* WORK TASK
Reply with nothing but how many lines in the entries below include "array".
[[ INPUT RECORDS, beginning ]]
PR #6476, opened 2024-05-21
Fix JSON Dot direct array

Alkarex:
Allow consuming a JSON array in which entries are top level
https://github.com/FreshRSS/FreshRSS/issues/6474


K4LCIFER:
Thanks! One note: shoudln't it be `$` instead of `.` to reference the root array? I was looking at [this](https://support.smartbear.com/alertsite/docs/monitors/api/endpoint/jsonpath.html), and it mentions:
> `$` 	The root object or array.

Alkarex:
> shoudln't it be `$`

I have just added support for it as well

PR #6523, opened 2024-06-01
Remove Referer header from SimplePie feed request

willhbr:
This seems unnecessary, and the equivalent behaviour was removed for other downloads in [this PR](https://github.com/FreshRSS/FreshRSS/pull/4372).

### DIFF
--- a/lib/SimplePie/SimplePie/File.php
+++ b/lib/SimplePie/SimplePie/File.php
@@ -106,7 +106,6 @@ class SimplePie_File
 				curl_setopt($fp, CURLOPT_FAILONERROR, 1);
 				curl_setopt($fp, CURLOPT_TIMEOUT, $timeout);
 				curl_setopt($fp, CURLOPT_CONNECTTIMEOUT, $timeout);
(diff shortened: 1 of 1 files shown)


Alkarex:
Sorry for the delay, due to the refactoring of using SimplePie (big mess!) https://github.com/FreshRSS/FreshRSS/pull/4374
Our SimplePie fork is now maintained on https://github.com/FreshRSS/simplepie so feel free to resubmit there, or even better upstream https://github.com/simplepie/simplepie (but the upstream repo is very slow).
Regarding this PR, it would be nice to test with plenty of feeds. We have seen a bunch, which are sensitive to user-agent, cookies, and what not, which should in principle not be needed. I have not tested specifically for Referer recently though, but I would not be surprised to break some feeds by removing it.

Alkarex:
Custom HTTP headers added https://github.com/FreshRSS/FreshRSS/pull/6820
Ready to remove Referer

Alkarex:
https://github.com/FreshRSS/FreshRSS/issues/6811

Alkarex:
https://github.com/FreshRSS/FreshRSS/pull/6822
[[ INPUT RECORDS, end ]]
* RESPONSE BELOW
4